What is expected: Report all lines below with the word "will".

-- Supplied material follows --

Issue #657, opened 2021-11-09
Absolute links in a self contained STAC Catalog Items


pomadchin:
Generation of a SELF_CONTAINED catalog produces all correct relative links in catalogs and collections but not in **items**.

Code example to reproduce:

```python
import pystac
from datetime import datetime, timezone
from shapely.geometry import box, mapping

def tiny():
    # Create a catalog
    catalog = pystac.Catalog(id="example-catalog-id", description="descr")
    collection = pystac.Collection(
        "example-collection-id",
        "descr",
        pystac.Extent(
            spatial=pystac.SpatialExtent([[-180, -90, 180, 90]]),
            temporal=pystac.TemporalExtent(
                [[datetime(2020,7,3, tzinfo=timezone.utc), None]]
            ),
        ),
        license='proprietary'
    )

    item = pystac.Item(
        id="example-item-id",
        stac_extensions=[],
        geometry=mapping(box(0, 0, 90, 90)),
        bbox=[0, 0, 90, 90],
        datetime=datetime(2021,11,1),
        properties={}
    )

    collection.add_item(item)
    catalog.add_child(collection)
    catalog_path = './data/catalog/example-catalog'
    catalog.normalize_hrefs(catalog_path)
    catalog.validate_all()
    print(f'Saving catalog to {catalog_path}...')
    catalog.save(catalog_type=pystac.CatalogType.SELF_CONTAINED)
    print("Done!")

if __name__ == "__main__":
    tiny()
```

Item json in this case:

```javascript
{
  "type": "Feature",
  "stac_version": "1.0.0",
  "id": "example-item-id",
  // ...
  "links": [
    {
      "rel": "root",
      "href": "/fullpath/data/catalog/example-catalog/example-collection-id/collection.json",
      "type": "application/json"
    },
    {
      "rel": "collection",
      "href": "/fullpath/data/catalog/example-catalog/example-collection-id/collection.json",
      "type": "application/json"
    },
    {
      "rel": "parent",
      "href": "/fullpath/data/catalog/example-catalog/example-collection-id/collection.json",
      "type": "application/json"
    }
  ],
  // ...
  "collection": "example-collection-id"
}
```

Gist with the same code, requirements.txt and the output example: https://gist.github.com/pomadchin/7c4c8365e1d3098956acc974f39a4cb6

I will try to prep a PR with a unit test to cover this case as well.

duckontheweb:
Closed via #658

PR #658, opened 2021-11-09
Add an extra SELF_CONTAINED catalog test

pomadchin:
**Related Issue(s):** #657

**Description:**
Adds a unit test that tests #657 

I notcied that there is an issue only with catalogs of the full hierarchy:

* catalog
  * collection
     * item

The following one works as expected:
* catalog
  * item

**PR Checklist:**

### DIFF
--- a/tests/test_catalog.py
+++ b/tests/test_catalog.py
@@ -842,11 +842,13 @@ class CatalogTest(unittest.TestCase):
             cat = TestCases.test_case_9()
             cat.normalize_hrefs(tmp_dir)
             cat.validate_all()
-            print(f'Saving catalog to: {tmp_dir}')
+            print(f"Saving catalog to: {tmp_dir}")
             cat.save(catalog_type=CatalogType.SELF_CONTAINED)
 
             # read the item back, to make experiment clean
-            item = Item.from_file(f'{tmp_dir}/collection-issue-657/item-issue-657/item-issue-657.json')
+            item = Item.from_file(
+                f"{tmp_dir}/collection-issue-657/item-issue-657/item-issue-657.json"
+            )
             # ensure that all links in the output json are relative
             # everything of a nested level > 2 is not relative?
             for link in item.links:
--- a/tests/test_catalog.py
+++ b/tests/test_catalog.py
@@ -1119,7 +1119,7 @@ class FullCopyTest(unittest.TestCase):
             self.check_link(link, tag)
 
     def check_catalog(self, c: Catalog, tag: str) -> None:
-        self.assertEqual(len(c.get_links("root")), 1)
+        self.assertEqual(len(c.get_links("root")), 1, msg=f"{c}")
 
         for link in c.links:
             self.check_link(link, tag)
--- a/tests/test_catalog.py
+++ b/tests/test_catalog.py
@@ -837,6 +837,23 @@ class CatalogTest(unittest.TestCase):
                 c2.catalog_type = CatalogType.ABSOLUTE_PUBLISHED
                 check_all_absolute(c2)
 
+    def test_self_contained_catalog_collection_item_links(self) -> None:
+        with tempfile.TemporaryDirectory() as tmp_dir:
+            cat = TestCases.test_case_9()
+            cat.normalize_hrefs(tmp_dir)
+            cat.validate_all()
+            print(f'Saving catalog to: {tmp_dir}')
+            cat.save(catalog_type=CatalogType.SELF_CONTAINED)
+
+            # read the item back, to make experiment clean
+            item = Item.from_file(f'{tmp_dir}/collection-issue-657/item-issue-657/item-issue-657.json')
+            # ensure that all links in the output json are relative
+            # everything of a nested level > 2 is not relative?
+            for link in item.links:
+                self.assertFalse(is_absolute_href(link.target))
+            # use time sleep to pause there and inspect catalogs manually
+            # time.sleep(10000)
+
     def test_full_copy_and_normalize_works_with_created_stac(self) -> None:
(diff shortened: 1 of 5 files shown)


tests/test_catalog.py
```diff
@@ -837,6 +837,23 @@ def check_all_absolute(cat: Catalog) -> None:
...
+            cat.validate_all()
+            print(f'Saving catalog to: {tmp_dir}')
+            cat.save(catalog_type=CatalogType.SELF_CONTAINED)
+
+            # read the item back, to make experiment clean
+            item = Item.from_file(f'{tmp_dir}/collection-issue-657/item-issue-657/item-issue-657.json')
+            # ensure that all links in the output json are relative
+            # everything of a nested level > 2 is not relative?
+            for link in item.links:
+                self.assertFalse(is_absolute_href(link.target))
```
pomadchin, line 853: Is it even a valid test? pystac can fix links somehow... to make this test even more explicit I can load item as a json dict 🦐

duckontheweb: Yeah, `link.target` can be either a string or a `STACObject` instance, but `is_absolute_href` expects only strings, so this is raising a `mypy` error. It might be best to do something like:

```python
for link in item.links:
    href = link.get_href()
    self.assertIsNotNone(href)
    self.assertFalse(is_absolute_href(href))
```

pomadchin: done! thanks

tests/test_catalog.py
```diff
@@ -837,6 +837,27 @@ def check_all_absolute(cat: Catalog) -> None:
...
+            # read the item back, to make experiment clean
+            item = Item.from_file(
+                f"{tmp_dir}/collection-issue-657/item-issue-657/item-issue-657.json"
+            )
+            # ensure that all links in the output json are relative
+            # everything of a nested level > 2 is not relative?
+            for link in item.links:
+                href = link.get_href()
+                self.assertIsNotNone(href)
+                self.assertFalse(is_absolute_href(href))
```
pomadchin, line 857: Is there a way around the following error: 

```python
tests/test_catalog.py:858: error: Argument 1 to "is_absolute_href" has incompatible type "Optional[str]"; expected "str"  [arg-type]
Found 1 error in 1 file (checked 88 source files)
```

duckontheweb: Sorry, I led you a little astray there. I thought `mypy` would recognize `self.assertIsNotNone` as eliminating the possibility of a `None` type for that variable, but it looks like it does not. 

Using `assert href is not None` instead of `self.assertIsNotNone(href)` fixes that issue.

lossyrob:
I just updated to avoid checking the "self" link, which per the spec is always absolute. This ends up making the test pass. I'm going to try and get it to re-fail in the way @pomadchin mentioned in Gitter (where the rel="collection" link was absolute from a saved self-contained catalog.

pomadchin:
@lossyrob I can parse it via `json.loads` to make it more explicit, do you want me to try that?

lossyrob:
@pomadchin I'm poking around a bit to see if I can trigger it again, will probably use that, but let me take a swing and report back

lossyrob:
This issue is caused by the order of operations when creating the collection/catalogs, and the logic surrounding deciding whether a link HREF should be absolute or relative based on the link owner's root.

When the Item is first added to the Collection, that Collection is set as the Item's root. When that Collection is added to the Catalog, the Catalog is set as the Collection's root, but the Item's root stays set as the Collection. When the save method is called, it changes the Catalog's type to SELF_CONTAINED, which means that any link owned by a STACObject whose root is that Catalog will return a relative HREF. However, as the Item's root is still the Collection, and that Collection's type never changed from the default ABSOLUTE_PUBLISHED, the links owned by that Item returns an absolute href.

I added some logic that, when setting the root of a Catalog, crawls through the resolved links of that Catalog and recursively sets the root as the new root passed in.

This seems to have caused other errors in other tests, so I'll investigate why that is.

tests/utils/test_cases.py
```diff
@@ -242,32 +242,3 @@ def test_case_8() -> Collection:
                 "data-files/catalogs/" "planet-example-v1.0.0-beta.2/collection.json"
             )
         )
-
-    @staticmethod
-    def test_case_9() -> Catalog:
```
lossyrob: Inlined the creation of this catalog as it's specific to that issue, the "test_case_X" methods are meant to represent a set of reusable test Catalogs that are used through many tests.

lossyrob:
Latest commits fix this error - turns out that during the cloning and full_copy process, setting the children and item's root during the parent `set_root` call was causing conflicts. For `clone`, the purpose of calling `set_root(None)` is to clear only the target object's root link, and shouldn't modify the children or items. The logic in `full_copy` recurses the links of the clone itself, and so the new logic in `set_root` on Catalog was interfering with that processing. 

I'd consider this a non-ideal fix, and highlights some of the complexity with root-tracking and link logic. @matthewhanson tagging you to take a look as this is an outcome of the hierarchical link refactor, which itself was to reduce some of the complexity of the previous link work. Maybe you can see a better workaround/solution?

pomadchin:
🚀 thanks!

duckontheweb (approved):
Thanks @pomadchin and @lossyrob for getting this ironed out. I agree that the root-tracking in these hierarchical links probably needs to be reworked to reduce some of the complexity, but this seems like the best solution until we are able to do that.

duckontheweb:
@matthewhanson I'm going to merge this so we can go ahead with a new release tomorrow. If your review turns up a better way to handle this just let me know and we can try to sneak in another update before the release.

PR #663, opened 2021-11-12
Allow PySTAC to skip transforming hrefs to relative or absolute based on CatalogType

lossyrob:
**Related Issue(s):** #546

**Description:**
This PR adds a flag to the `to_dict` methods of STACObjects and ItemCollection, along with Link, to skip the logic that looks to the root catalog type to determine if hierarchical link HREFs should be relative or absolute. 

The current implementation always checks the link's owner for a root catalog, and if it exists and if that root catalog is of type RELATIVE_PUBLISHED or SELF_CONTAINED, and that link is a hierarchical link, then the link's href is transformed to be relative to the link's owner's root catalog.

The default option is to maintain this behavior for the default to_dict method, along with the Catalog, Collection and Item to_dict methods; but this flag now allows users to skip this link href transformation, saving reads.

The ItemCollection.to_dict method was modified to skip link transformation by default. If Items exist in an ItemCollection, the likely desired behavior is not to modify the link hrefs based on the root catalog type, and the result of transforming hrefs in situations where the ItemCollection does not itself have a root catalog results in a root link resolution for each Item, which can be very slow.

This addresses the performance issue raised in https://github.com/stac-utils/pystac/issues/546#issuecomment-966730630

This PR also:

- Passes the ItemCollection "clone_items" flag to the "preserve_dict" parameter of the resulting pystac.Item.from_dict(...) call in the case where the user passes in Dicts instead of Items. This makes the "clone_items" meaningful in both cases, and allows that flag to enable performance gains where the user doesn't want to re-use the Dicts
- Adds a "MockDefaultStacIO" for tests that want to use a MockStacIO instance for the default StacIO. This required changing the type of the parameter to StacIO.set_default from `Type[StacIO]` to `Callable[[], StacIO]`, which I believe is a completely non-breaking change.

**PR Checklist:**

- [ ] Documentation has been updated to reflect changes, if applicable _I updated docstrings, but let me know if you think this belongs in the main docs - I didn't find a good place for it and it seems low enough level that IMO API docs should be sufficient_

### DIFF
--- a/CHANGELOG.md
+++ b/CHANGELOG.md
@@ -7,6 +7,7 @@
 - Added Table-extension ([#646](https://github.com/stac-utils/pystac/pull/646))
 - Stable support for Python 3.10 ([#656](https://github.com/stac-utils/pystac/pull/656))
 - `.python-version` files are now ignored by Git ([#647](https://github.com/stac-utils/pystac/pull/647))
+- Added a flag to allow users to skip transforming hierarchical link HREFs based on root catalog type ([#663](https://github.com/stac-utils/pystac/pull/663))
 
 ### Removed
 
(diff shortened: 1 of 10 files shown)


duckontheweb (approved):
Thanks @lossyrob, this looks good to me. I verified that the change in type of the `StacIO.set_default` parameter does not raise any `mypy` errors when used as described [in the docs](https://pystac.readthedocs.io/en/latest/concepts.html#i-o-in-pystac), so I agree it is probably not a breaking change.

-- Supplied material concluded --

Answer:
I will try to prep a PR with a unit test to cover this case as well.
@pomadchin I'm poking around a bit to see if I can trigger it again, will probably use that, but let me take a swing and report back
When the Item is first added to the Collection, that Collection is set as the Item's root. When that Collection is added to the Catalog, the Catalog is set as the Collection's root, but the Item's root stays set as the Collection. When the save method is called, it changes the Catalog's type to SELF_CONTAINED, which means that any link owned by a STACObject whose root is that Catalog will return a relative HREF. However, as the Item's root is still the Collection, and that Collection's type never changed from the default ABSOLUTE_PUBLISHED, the links owned by that Item returns an absolute href.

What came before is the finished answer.